Vez por outra lemos algum
artigo ou crônica que realmente nos entusiasmam. Isto ocorreu recentemente
comigo, ao me deparar com um texto escrito pelo advogado dr. Fábio Blanco em
seu blog (www.fabioblanco.com.br),
intitulado ‘A Retomada da Tradição e a Desilusão da Rebeldia’ (que pode ser
lido na íntegra aqui http://www.fabioblanco.com.br/a-retomada-da-tradicao-e-a-desilusao-da-rebeldia/).
No referido texto, dr. Blanco comenta suas impressões ao ler outra crônica,
assinada pelo jornalista e biógrafo Ruy Castro para o jornal Folha de São Paulo
(íntegra aqui http://www1.folha.uol.com.br/fsp/opiniao/178975-em-vao.shtml).

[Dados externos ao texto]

PR #682, opened 2022-01-18
Revert "Upgrade to Play 2.6"

jacobwinch:
Unfortunately we've noticed that some bakes are being marked as `TimedOut` even though the AMI is being created successfully behind the scenes. This is causing confusion and sending failure notifications to teams, so I'd like to revert this change whilst we investigate.


nicl (approved):
(👍 )

PR #683, opened 2022-01-20
Upgrade to Play 2.6 (attempt 2!)

jacobwinch:
## What does this change?

This is a second attempt at https://github.com/guardian/amigo/pull/681, which was reverted by https://github.com/guardian/amigo/pull/682.

There are a couple of important changes:

1. https://github.com/guardian/amigo/commit/a57d1fdcee36a5395ee00566612368880cf8cd0a updates the version of Akka and https://github.com/guardian/amigo/pull/683/commits/b2a48e1cf53db3dafe7297b7143e1381a64b0df1 reinstates some restart behaviour that was dropped [here](https://github.com/guardian/amigo/pull/681/files#r785926275). This is an attempt to ensure that updates to bake status and bake logs (in Dynamo) are always handled - we observed that both of these things stopped updating after  https://github.com/guardian/amigo/pull/681 had been deployed for a few hours, even though bakes were working correctly behind the scenes. 
2. https://github.com/guardian/amigo/commit/6171d827cf13e649b7e940c5c9957d5b58929701 - fixes an issue with real-time bake logs that I noticed whilst testing the previous commit.

## How to test

I have manually tested some bakes in `CODE` - it's hard to be sure whether this fixes the original issue properly without having another go at deploying this to `PROD`.

After the last attempt at deploying this change, there was a big spike in bakes (incorrectly) being [marked as timed out](https://logs.gutools.co.uk/s/devx/goto/7b518c10-7a10-11ec-99d2-79d743a54bd2). We will be able to monitor these logs and see if the problem happens again.

Yes, I'm not completely sure whether this will fix the issue, so it's possible that we will see a reoccurrence of the problem described above. The impact isn't too severe, so I think monitoring this change in `PROD` is OK?


app/event/Behaviours.scala
```diff
@@ -16,51 +16,61 @@ object Behaviours extends Loggable {
...
-  }
+  def broadcastEvents(eventListeners: Iterable[ActorRef[BakeEvent]]): Behavior[BakeEvent] = Behaviors
+    .supervise {
+      Behaviors.receiveMessage[BakeEvent] { bakeEvent =>
+        for (listener <- eventListeners)
+          listener ! bakeEvent
+        Behaviors.same
+      }
+    }
+    .onFailure(SupervisorStrategy.restart)
```
jacobwinch, line 37: I was a bit unsure where the supervision/restart strategy should be applied in this file - I think [these docs](https://doc.akka.io/docs/akka/2.5/typed/fault-tolerance.html#wrapping-behaviors) suggest that doing it here will be OK? Any feedback on this is welcome!

jacobwinch:
> Are these hashes likely to change over time? If so, it might be worth having an inline comment with how to calculate it.

I don't think people are editing this code [very frequently](https://github.com/guardian/amigo/blame/84791b6fb84b21bbbc4183fa6168941af3d1495f/app/views/showBake.scala.html#L117-L130!), but I've added a [comment](https://github.com/guardian/amigo/pull/683/commits/98180b6aa6fa2c34a16b8995c441dd2a528ec05f) just in case!

app/event/Behaviours.scala
jacobwinch: I tried this out with a simplified example and it didn't work as desired, hence https://github.com/guardian/amigo/commit/b2a48e1cf53db3dafe7297b7143e1381a64b0df1.

nicl (approved):
Have had the Akka-related changes kindly explained to me IRL by @jacobwinch and makes sense.

jacobwinch:
> After the last attempt at deploying this change, there was a big spike in bakes (incorrectly) being [marked as timed out](https://logs.gutools.co.uk/s/devx/goto/7b518c10-7a10-11ec-99d2-79d743a54bd2). We will be able to monitor these logs and see if the problem happens again.

This was deployed overnight and the problem didn't occur. I also checked a number of scheduled bakes manually and these all seem to have worked as expected.

PR #684, opened 2022-01-25
Replace configuration-magic with simple-configuration

jacobwinch:
## What does this change?

This PR removes `configuration-magic` and uses `simple-configuration` instead, as the former is no longer supported. This means that we are now reading private configuration from parameter store instead of Dynamo DB, and allows us to remove some IAM permissions. It also brings us in line with the [departmental recommendation](https://github.com/guardian/recommendations/blob/main/config.md) for config.

## How to test

I've deployed this to `CODE` and confirmed that I can still bake an AMI.

We have removed an out of date dependency, enabling easier Scala/Play upgrades in the future.

All of the configuration had to be ported from DynamoDB, so it's possible that there is an error with the `PROD` config that is not present in `CODE`. We'll only know for sure that this works by deploying it to `PROD`. I will leave the old config in DynamoDB for a while before removing it to allow us to rollback if necessary.


jacobwinch:
> Snyk is suggesting the version of simple-configuration being used is introducing transitive vulnerabilities. Do we want to release a new version of simple-configuration to resolve those?

Ah yes, thanks for pointing this out. We are using [the last version that was published for Scala 2.11](https://mvnrepository.com/artifact/com.gu/simple-configuration-ssm). Perhaps this is fixed in later versions that we can use once we've upgraded to 2.12 🤞 

I guess we can workaround it for now by pinning the version of the vulnerable transitive dependency...

app/AppLoader.scala
```diff
@@ -1,17 +1,23 @@
...
 
 import scala.concurrent.Future
-import scala.util.{ Failure, Success, Try }
 
 class AppLoader extends ApplicationLoader with Loggable {
   override def load(context: Context): Application = {
     new LogbackLoggerConfigurator().configure(context.environment)
     try {
-      val components = new AppComponents(context)
+      val identity = AppIdentity.whoAmI(defaultAppName = "myApp")
```
akash1810, line 15:
```suggestion
      val identity = AppIdentity.whoAmI(defaultAppName = "amigo")
```

app/components/AppComponents.scala
```diff
@@ -172,14 +153,14 @@ class AppComponents(context: Context)
     .withClientConfiguration(clientConfiguration)
     .build()
 
-  val amigoUrl: String = configuration.get[Option[String]]("amigo.url").getOrElse(s"https://${identity.app}.gutools.co.uk")
+  val amigoUrl: String = configuration.get[Option[String]]("amigo.url").getOrElse(s"https://amigo.gutools.co.uk")
```
akash1810, line 156: Should this be stage aware?

app/services/ELKLogging.scala
```diff
@@ -6,30 +6,41 @@ import ch.qos.logback.core.Appender
...
+  val identity = appIdentity match {
+    case DevIdentity(_) => None
+    case awsIdentity @ AwsIdentity(_, _, _, _) => Some(awsIdentity)
+  }
+
+  val instanceId = identity.flatMap { _ =>
+    Try(Option(EC2MetadataUtils.getInstanceId)) match {
+      case Success(Some(instanceId)) => Some(instanceId)
+      case _ => None
+    }
```
akash1810, line 31: Could this be:

```scala
Try(EC2MetadataUtils.getInstanceId)).toOption
```

app/services/ELKLogging.scala
```diff
@@ -6,30 +6,41 @@ import ch.qos.logback.core.Appender
...
+
   def getContextTags: Map[String, String] = {
     val effective = Map(
-      "app" -> identity.app,
-      "stage" -> identity.stage,
-      "stack" -> identity.stack,
-      "region" -> identity.region,
+      "app" -> identity.map(_.app).getOrElse(""),
+      "stage" -> identity.map(_.stage).getOrElse("DEV"),
+      "stack" -> identity.map(_.stack).getOrElse("dev-stack"),
```
akash1810, line 40: Are these the correct default values?

app/AppLoader.scala
jacobwinch: Thanks for noticing this 😱

app/components/AppComponents.scala
jacobwinch: `identity.app` was ultimately derived from the `App` tag before, so this has always just been `amigo`

As far as I can see this is only used for notifications anyway and I believe those are `PROD`-only

app/services/ELKLogging.scala
jacobwinch: This is ['borrowed' from `simple-configuration`](https://github.com/guardian/simple-configuration/blob/4c73c166bbe8094dc51fb0364e162af034591af8/core/src/main/scala/com/gu/AppIdentity.scala#L63-L65) - unfortunately it seems like this complex wrapping is necessary.

app/services/ELKLogging.scala
jacobwinch: I don't think it really matters to be honest because identity is only a `None` in dev mode where ELK logging is disabled. We could make them all "unknown" or something like that if you think it helps?

akash1810: "unknown" would be good.

akash1810 (approved):

jacobwinch:
> I will leave the old config in DynamoDB for a while before removing it to allow us to rollback if necessary.

I left this a while longer than I'd intended - but the config that was stored in DynamoDB has now been deleted! 😅

PR #689, opened 2022-01-26
Update test dependencies

jacobwinch:
## What does this change?

This PR updates all test dependencies to ensure that we are using versions which are compatible with the most recent versions of Scala (we are hoping to upgrade soon).

There have been a couple of significant changes since these dependencies were last updated which makes this diff a little noisy (hence the separate PR):

* The library [has been modularised](https://www.scalatest.org/release_notes/3.1.0), which means that we can improve standardisation within the project by only including the [test styles](https://www.scalatest.org/user_guide/selecting_a_style) that we need.
* The library/approach for using ScalaTest with Mockito seems to have changed - I've followed the approach described [here](https://www.scalatest.org/plus/mockito).

## How to test

CI should be sufficient for this PR.

### DIFF
--- a/test/models/CustomisedRoleTest.scala
+++ b/test/models/CustomisedRoleTest.scala
@@ -1,29 +1,31 @@
 package models
 
-import org.scalatest.{ EitherValues, FunSuite, ShouldMatchers }
+import org.scalatest.flatspec.AnyFlatSpec
+import org.scalatest.matchers.should.Matchers
 import cats.syntax.either._
+import org.scalatest.EitherValues
 
-class CustomisedRoleTest extends FunSuite with ShouldMatchers with EitherValues {
+class CustomisedRoleTest extends AnyFlatSpec with Matchers with EitherValues {
 
-  test("should parse a map of variables") {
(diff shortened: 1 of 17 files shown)


test/models/CustomisedRoleTest.scala
```diff
@@ -1,29 +1,31 @@
 package models
 
-import org.scalatest.{ EitherValues, FunSuite, ShouldMatchers }
+import org.scalatest.flatspec.AnyFlatSpec
+import org.scalatest.matchers.should.Matchers
 import cats.syntax.either._
+import org.scalatest.EitherValues
 
-class CustomisedRoleTest extends FunSuite with ShouldMatchers with EitherValues {
+class CustomisedRoleTest extends AnyFlatSpec with Matchers with EitherValues {
```
jacobwinch, line 8: This is an example of the benefits of importing `scalatest-flatspec` rather than `scalatest` - it prevents us from having a single test suite with a different style to all of the others

akash1810 (approved):

PR #690, opened 2022-01-31
Upgrade to Scala 2.12

jacobwinch:
## What does this change?

This PR upgrades the project to use Scala 2.12. Key changes for this codebase include:

* [`Either` becomes right-biased](https://www.scala-lang.org/news/2.12.0/#either-is-now-right-biased), allowing us to remove some boilerplate (and some usages of `cats`)
* [`JavaConversions` is deprecated and replaced by `JavaConverters`](https://www.scala-lang.org/news/2.12.0/#other-changes-and-deprecations), which requires more explicit syntax for conversion between Java and Scala

Although this is not the latest Scala version*, it unblocks a couple of key upgrades:

* Play Framework version 2.8.x, which [drops 2.11 support](https://www.playframework.com/documentation/2.8.x/Migration28#Scala-2.11-support-discontinued)
* Recent versions of [`play-google-auth`](https://github.com/guardian/play-googleauth) (and its mandatory dependency [`play-secret-rotation`](https://github.com/guardian/play-secret-rotation)), which only supports 2.12 and above

Before we can move to Scala 2.13 we need to remove/update several more dependencies, hence the desire to break these upgrades down into multiple stages/PRs.

*As it happens, it's not even the latest version of Scala 2.12. Weirdly, this project will not compile with later versions of 2.11.x _or_ 2.12.x, due to errors related to implicits. I spent a while looking at this but ended up down a rabbit hole, so I think we should use this PR as a stepping stone and revisit this if it's still a problem when we try to move to 2.13 (there are a couple of [answers on Stack Overflow](https://stackoverflow.com/a/66229034/15960596) which give me hope!).

## How to test

I've deployed this to `CODE` and tested some basic functionality (baking an AMI, viewing bake logs, creating/editing recipes).

* We are using a more recent Scala version
* Play Framework / `play-google-auth` upgrades are unblocked

This PR should be pretty low risk given the testing performed.

### DIFF
--- a/build.sbt
+++ b/build.sbt
@@ -6,7 +6,7 @@ import java.time.{ZoneId, ZonedDateTime}
 
 name := "amigo"
 version := "1.0-latest"
-scalaVersion := "2.11.8"
+scalaVersion := "2.12.0"
 
 javaOptions in Universal ++= Seq(
   s"-Dpidfile.path=/dev/null",
@@ -74,7 +74,7 @@ libraryDependencies ++= Seq(
   "com.fasterxml.jackson.core" % "jackson-databind" % jacksonVersion,
   "com.fasterxml.jackson.core" % "jackson-annotations" % jacksonVersion,
   "com.gu" %% "scanamo" % "1.0.0-M4",
-  "com.beachape" %% "enumeratum" % "1.3.7",
+  "com.beachape" %% "enumeratum" % "1.6.1",
   "com.typesafe.akka" %% "akka-actor-typed" % "2.5.21",
   "com.gu" %% "simple-configuration-ssm" % "1.5.6",
   "com.typesafe.play" %% "play-iteratees" % "2.6.1",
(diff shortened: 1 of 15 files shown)


build.sbt
```diff
@@ -74,15 +74,15 @@ libraryDependencies ++= Seq(
   "com.fasterxml.jackson.core" % "jackson-databind" % jacksonVersion,
   "com.fasterxml.jackson.core" % "jackson-annotations" % jacksonVersion,
   "com.gu" %% "scanamo" % "1.0.0-M4",
-  "com.beachape" %% "enumeratum" % "1.3.7",
-  "com.typesafe.akka" %% "akka-actor-typed" % "2.5.21",
+  "com.beachape" %% "enumeratum" % "1.6.1",
```
jacobwinch, line 77: The previous `enumeratum` and `fastparse` versions were so old that they were not published for `2.12`.

build.sbt
```diff
@@ -74,15 +74,15 @@ libraryDependencies ++= Seq(
...
+  "com.typesafe.akka" %% "akka-actor-typed" % "2.5.26",
```
jacobwinch, line 78: Play is using `2.5.26` and Akka versions are [supposed to be consistent](https://doc.akka.io/docs/akka/2.5/common/binary-compatibility-rules.html?_ga=2.91349658.1465086831.1643622823-1253382111.1594211568#mixed-versioning-is-not-allowed). Upgrading to `2.12` allows us to fix this.

akash1810 (approved):
🎉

Neste artigo, Castro lamenta o reaparecimento de atitudes tradicionalistas
entre os jovens, como por exemplo o esforço para se manter virgem antes do
casamento e a festa de debutantes das meninas de 15 anos de idade. O autor
lamenta que as lutas da ‘geração 68’ estejam perdendo força, sendo contestadas
por um crescente número de pessoas, especialmente os jovens. Analisando essa
crônica, dr. Blanco indaga:
(...)
essa percepção de Ruy Castro deveria servir para colocar diante dele e os de
sua geração, no mínimo um questionamento: será que a rebeldia dos anos 60 não
foi um exagero, uma explosão antinatural que, mais cedo ou mais tarde, perderia
seu vigor? E outra pergunta, inafastável, deveria também ser feita: será que a
geração atual, nascida já sob os efeitos das ruas de 68, não percebeu que o
legado daquela rebeldia foi apenas desilusão, decepção, e ausência de sentido?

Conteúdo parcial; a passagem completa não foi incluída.